Data entries:
-- Opening Marker --
PR #1300, opened 2024-10-19
Improve JsonSubType so that mappers on base type serialize correctly

Randgalt:
This handles JsonCode's toJson() methods

### DIFF
--- a/json/src/main/java/io/airlift/json/JsonSubType.java
+++ b/json/src/main/java/io/airlift/json/JsonSubType.java
@@ -13,11 +13,11 @@
  */
 package io.airlift.json;
 
+import com.fasterxml.jackson.annotation.JsonTypeInfo.Value;
 import com.fasterxml.jackson.core.JsonGenerator;
 import com.fasterxml.jackson.core.JsonParser;
 import com.fasterxml.jackson.core.TreeNode;
 import com.fasterxml.jackson.core.Version;
-import com.fasterxml.jackson.databind.AnnotationIntrospector;
 import com.fasterxml.jackson.databind.DeserializationContext;
 import com.fasterxml.jackson.databind.JavaType;
 import com.fasterxml.jackson.databind.JsonDeserializer;
@@ -25,9 +25,12 @@ import com.fasterxml.jackson.databind.Module;
 import com.fasterxml.jackson.databind.PropertyName;
 import com.fasterxml.jackson.databind.SerializerProvider;
 import com.fasterxml.jackson.databind.cfg.MapperConfig;
+import com.fasterxml.jackson.databind.introspect.Annotated;
 import com.fasterxml.jackson.databind.introspect.AnnotatedClass;
 import com.fasterxml.jackson.databind.introspect.AnnotatedMember;
+import com.fasterxml.jackson.databind.introspect.JacksonAnnotationIntrospector;
 import com.fasterxml.jackson.databind.introspect.VirtualAnnotatedMember;
+import com.fasterxml.jackson.databind.jsontype.NamedType;
 import com.fasterxml.jackson.databind.module.SimpleModule;
 import com.fasterxml.jackson.databind.node.ValueNode;
 import com.fasterxml.jackson.databind.ser.BeanPropertyWriter;
@@ -46,6 +49,9 @@ import java.util.concurrent.atomic.AtomicInteger;
 import java.util.function.Function;
 import java.util.function.Supplier;
 
+import static com.fasterxml.jackson.annotation.JsonTypeInfo.As.EXISTING_PROPERTY;
+import static com.fasterxml.jackson.annotation.JsonTypeInfo.Id.NAME;
+import static com.google.common.collect.ImmutableList.toImmutableList;
 import static com.google.common.collect.ImmutableMap.toImmutableMap;
 import static java.util.Objects.requireNonNull;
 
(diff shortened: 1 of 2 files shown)


Randgalt:
cc @mdeady, @wendigo and @Praveen2112

Randgalt:
Alternatively we can remove `writerFor()` in all cases

json/src/main/java/io/airlift/json/JsonCodec.java
```diff
@@ -214,6 +218,9 @@ public byte[] toJsonBytes(T instance)
             throws IllegalArgumentException
     {
         try {
+            if (isJsonSubType(mapper, instance)) {
+                return mapper.writeValueAsBytes(instance);
+            }
```
mwd410, line 223: i'm generally ok with this if it's how it has to be, but it doesn't _feel_ like it should be necessary, as `fromJson` always uses a reader, and it works just fine when reading the subtype (probably because we `addDeserializer` to the module). This just feels like it shouldn't be necessary - like there should be a way to implement a serializer that Just Works, though I could not find one.

I'm also totally cool with removing the readers and writers from the equation altogether, but that feels risky regarding downstream effects.

wendigo:
@Randgalt what's the downside of removing writerFor ?

wendigo:
@Randgalt Let's try - we can always revert :)

json/src/main/java/io/airlift/json/JsonSubType.java
```diff
@@ -53,6 +55,20 @@ public class JsonSubType
 {
     private final Set<Module> modules;
 
+    public static boolean isJsonSubType(ObjectMapper objectMapper, Object instance)
+    {
+        if (instance != null) {
```
wendigo, line 60: I'd invert this condition to reduce nesting:

if (instance == null) {
    return false;
}

json/src/main/java/io/airlift/json/JsonSubType.java
```diff
@@ -53,6 +55,20 @@ public class JsonSubType
...
+            AnnotationIntrospector annotationIntrospector = objectMapper.getSerializationConfig().getAnnotationIntrospector();
+            if (annotationIntrospector != null) {
```
wendigo, line 62: same here. return early.

json/src/main/java/io/airlift/json/JsonSubType.java
```diff
@@ -53,6 +55,20 @@ public class JsonSubType
...
+                return annotationIntrospector.allIntrospectors()
+                        .stream()
+                        .flatMap(introspector -> (introspector instanceof TypeAddingIntrospector typeAddingIntrospector) ? Stream.of(typeAddingIntrospector) : Stream.empty())
```
wendigo, line 65: do we need flatMap? isn't filter+map enough?

wendigo:
```
    public static boolean isJsonSubType(ObjectMapper objectMapper, Object instance)
    {
        if (instance == null) {
            return false;
        }
        AnnotationIntrospector annotationIntrospector = objectMapper.getSerializationConfig().getAnnotationIntrospector();
        if (annotationIntrospector == null) {
            return false;
        }

        return annotationIntrospector.allIntrospectors()
                .stream()
                .filter(TypeAddingIntrospector.class::isInstance)
                .map(TypeAddingIntrospector.class::cast)
                .anyMatch(typeAddingIntrospector -> typeAddingIntrospector.baseClass.isAssignableFrom(instance.getClass()));
    }
```

Randgalt: It's for the cast to `TypeAddingIntrospector`

wendigo: I know. the filter+map does the same without creating streams and flattening them

Randgalt:
@wendigo and @mwd410 I now have a generalized implementation that handles the same cases that using the Jackson annotations does.

mwd410:
@Randgalt i'm so glad you were able to figure out how to do this, thank you so much for the work!

mwd410 (approved):

json/src/main/java/io/airlift/json/JsonSubType.java
```diff
@@ -161,22 +167,42 @@ public void setupModule(SetupContext context)
...
+        public JsonTypeInfo.Value findPolymorphicTypeInfo(MapperConfig<?> config, Annotated ann)
+        {
+            if (ann.getRawType().equals(baseClass)) {
+                return JsonTypeInfo.Value.construct(JsonTypeInfo.Id.NAME, JsonTypeInfo.As.EXISTING_PROPERTY, propertyName, null, true, true);
+            }
+            return super.findPolymorphicTypeInfo(config, ann);
+        }
+
+        @Override
+        public List<NamedType> findSubtypes(Annotated a)
```
wendigo, line 198: s/a/annotated/

json/src/main/java/io/airlift/json/JsonSubType.java
```diff
@@ -161,22 +167,42 @@ public void setupModule(SetupContext context)
...
-        private TypeAddingIntrospector(String propertyName, Map<Class<?>, String> subClassPropertyValues)
+        private TypeAddingIntrospector(Class<?> baseClass, String propertyName, Map<Class<?>, String> subClassPropertyValues)
         {
+            this.baseClass = requireNonNull(baseClass, "baseClass is null");
             this.propertyName = requireNonNull(propertyName, "propertyName is null");
             this.subClassPropertyValues = ImmutableMap.copyOf(subClassPropertyValues);
         }
 
+        @Override
+        public JsonTypeInfo.Value findPolymorphicTypeInfo(MapperConfig<?> config, Annotated ann)
```
wendigo, line 189: s/ann/annotated

wendigo (approved):

wendigo:
Tested with Trino (product tests and some connector tests). Seems to work just fine.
-- Closing Marker --
- Your goal: Please output the records once more, exactly as they were written.

- Response to the exercise:
PR #1300, opened 2024-10-19
Improve JsonSubType so that mappers on base type serialize correctly

Randgalt:
This handles JsonCode's toJson() methods

### DIFF
--- a/json/src/main/java/io/airlift/json/JsonSubType.java
+++ b/json/src/main/java/io/airlift/json/JsonSubType.java
@@ -13,11 +13,11 @@
  */
 package io.airlift.json;
 
+import com.fasterxml.jackson.annotation.JsonTypeInfo.Value;
 import com.fasterxml.jackson.core.JsonGenerator;
 import com.fasterxml.jackson.core.JsonParser;
 import com.fasterxml.jackson.core.TreeNode;
 import com.fasterxml.jackson.core.Version;
-import com.fasterxml.jackson.databind.AnnotationIntrospector;
 import com.fasterxml.jackson.databind.DeserializationContext;
 import com.fasterxml.jackson.databind.JavaType;
 import com.fasterxml.jackson.databind.JsonDeserializer;
@@ -25,9 +25,12 @@ import com.fasterxml.jackson.databind.Module;
 import com.fasterxml.jackson.databind.PropertyName;
 import com.fasterxml.jackson.databind.SerializerProvider;
 import com.fasterxml.jackson.databind.cfg.MapperConfig;
+import com.fasterxml.jackson.databind.introspect.Annotated;
 import com.fasterxml.jackson.databind.introspect.AnnotatedClass;
 import com.fasterxml.jackson.databind.introspect.AnnotatedMember;
+import com.fasterxml.jackson.databind.introspect.JacksonAnnotationIntrospector;
 import com.fasterxml.jackson.databind.introspect.VirtualAnnotatedMember;
+import com.fasterxml.jackson.databind.jsontype.NamedType;
 import com.fasterxml.jackson.databind.module.SimpleModule;
 import com.fasterxml.jackson.databind.node.ValueNode;
 import com.fasterxml.jackson.databind.ser.BeanPropertyWriter;
@@ -46,6 +49,9 @@ import java.util.concurrent.atomic.AtomicInteger;
 import java.util.function.Function;
 import java.util.function.Supplier;
 
+import static com.fasterxml.jackson.annotation.JsonTypeInfo.As.EXISTING_PROPERTY;
+import static com.fasterxml.jackson.annotation.JsonTypeInfo.Id.NAME;
+import static com.google.common.collect.ImmutableList.toImmutableList;
 import static com.google.common.collect.ImmutableMap.toImmutableMap;
 import static java.util.Objects.requireNonNull;
 
(diff shortened: 1 of 2 files shown)


Randgalt:
cc @mdeady, @wendigo and @Praveen2112

Randgalt:
Alternatively we can remove `writerFor()` in all cases

json/src/main/java/io/airlift/json/JsonCodec.java
```diff
@@ -214,6 +218,9 @@ public byte[] toJsonBytes(T instance)
             throws IllegalArgumentException
     {
         try {
+            if (isJsonSubType(mapper, instance)) {
+                return mapper.writeValueAsBytes(instance);
+            }
```
mwd410, line 223: i'm generally ok with this if it's how it has to be, but it doesn't _feel_ like it should be necessary, as `fromJson` always uses a reader, and it works just fine when reading the subtype (probably because we `addDeserializer` to the module). This just feels like it shouldn't be necessary - like there should be a way to implement a serializer that Just Works, though I could not find one.

I'm also totally cool with removing the readers and writers from the equation altogether, but that feels risky regarding downstream effects.

wendigo:
@Randgalt what's the downside of removing writerFor ?

wendigo:
@Randgalt Let's try - we can always revert :)

json/src/main/java/io/airlift/json/JsonSubType.java
```diff
@@ -53,6 +55,20 @@ public class JsonSubType
 {
     private final Set<Module> modules;
 
+    public static boolean isJsonSubType(ObjectMapper objectMapper, Object instance)
+    {
+        if (instance != null) {
```
wendigo, line 60: I'd invert this condition to reduce nesting:

if (instance == null) {
    return false;
}

json/src/main/java/io/airlift/json/JsonSubType.java
```diff
@@ -53,6 +55,20 @@ public class JsonSubType
...
+            AnnotationIntrospector annotationIntrospector = objectMapper.getSerializationConfig().getAnnotationIntrospector();
+            if (annotationIntrospector != null) {
```
wendigo, line 62: same here. return early.

json/src/main/java/io/airlift/json/JsonSubType.java
```diff
@@ -53,6 +55,20 @@ public class JsonSubType
...
+                return annotationIntrospector.allIntrospectors()
+                        .stream()
+                        .flatMap(introspector -> (introspector instanceof TypeAddingIntrospector typeAddingIntrospector) ? Stream.of(typeAddingIntrospector) : Stream.empty())
```
wendigo, line 65: do we need flatMap? isn't filter+map enough?

wendigo:
```
    public static boolean isJsonSubType(ObjectMapper objectMapper, Object instance)
    {
        if (instance == null) {
            return false;
        }
        AnnotationIntrospector annotationIntrospector = objectMapper.getSerializationConfig().getAnnotationIntrospector();
        if (annotationIntrospector == null) {
            return false;
        }

        return annotationIntrospector.allIntrospectors()
                .stream()
                .filter(TypeAddingIntrospector.class::isInstance)
                .map(TypeAddingIntrospector.class::cast)
                .anyMatch(typeAddingIntrospector -> typeAddingIntrospector.baseClass.isAssignableFrom(instance.getClass()));
    }
```

Randgalt: It's for the cast to `TypeAddingIntrospector`

wendigo: I know. the filter+map does the same without creating streams and flattening them

Randgalt:
@wendigo and @mwd410 I now have a generalized implementation that handles the same cases that using the Jackson annotations does.

mwd410:
@Randgalt i'm so glad you were able to figure out how to do this, thank you so much for the work!

mwd410 (approved):

json/src/main/java/io/airlift/json/JsonSubType.java
```diff
@@ -161,22 +167,42 @@ public void setupModule(SetupContext context)
...
+        public JsonTypeInfo.Value findPolymorphicTypeInfo(MapperConfig<?> config, Annotated ann)
+        {
+            if (ann.getRawType().equals(baseClass)) {
+                return JsonTypeInfo.Value.construct(JsonTypeInfo.Id.NAME, JsonTypeInfo.As.EXISTING_PROPERTY, propertyName, null, true, true);
+            }
+            return super.findPolymorphicTypeInfo(config, ann);
+        }
+
+        @Override
+        public List<NamedType> findSubtypes(Annotated a)
```
wendigo, line 198: s/a/annotated/

json/src/main/java/io/airlift/json/JsonSubType.java
```diff
@@ -161,22 +167,42 @@ public void setupModule(SetupContext context)
...
-        private TypeAddingIntrospector(String propertyName, Map<Class<?>, String> subClassPropertyValues)
+        private TypeAddingIntrospector(Class<?> baseClass, String propertyName, Map<Class<?>, String> subClassPropertyValues)
         {
+            this.baseClass = requireNonNull(baseClass, "baseClass is null");
             this.propertyName = requireNonNull(propertyName, "propertyName is null");
             this.subClassPropertyValues = ImmutableMap.copyOf(subClassPropertyValues);
         }
 
+        @Override
+        public JsonTypeInfo.Value findPolymorphicTypeInfo(MapperConfig<?> config, Annotated ann)
```
wendigo, line 189: s/ann/annotated

wendigo (approved):

wendigo:
Tested with Trino (product tests and some connector tests). Seems to work just fine.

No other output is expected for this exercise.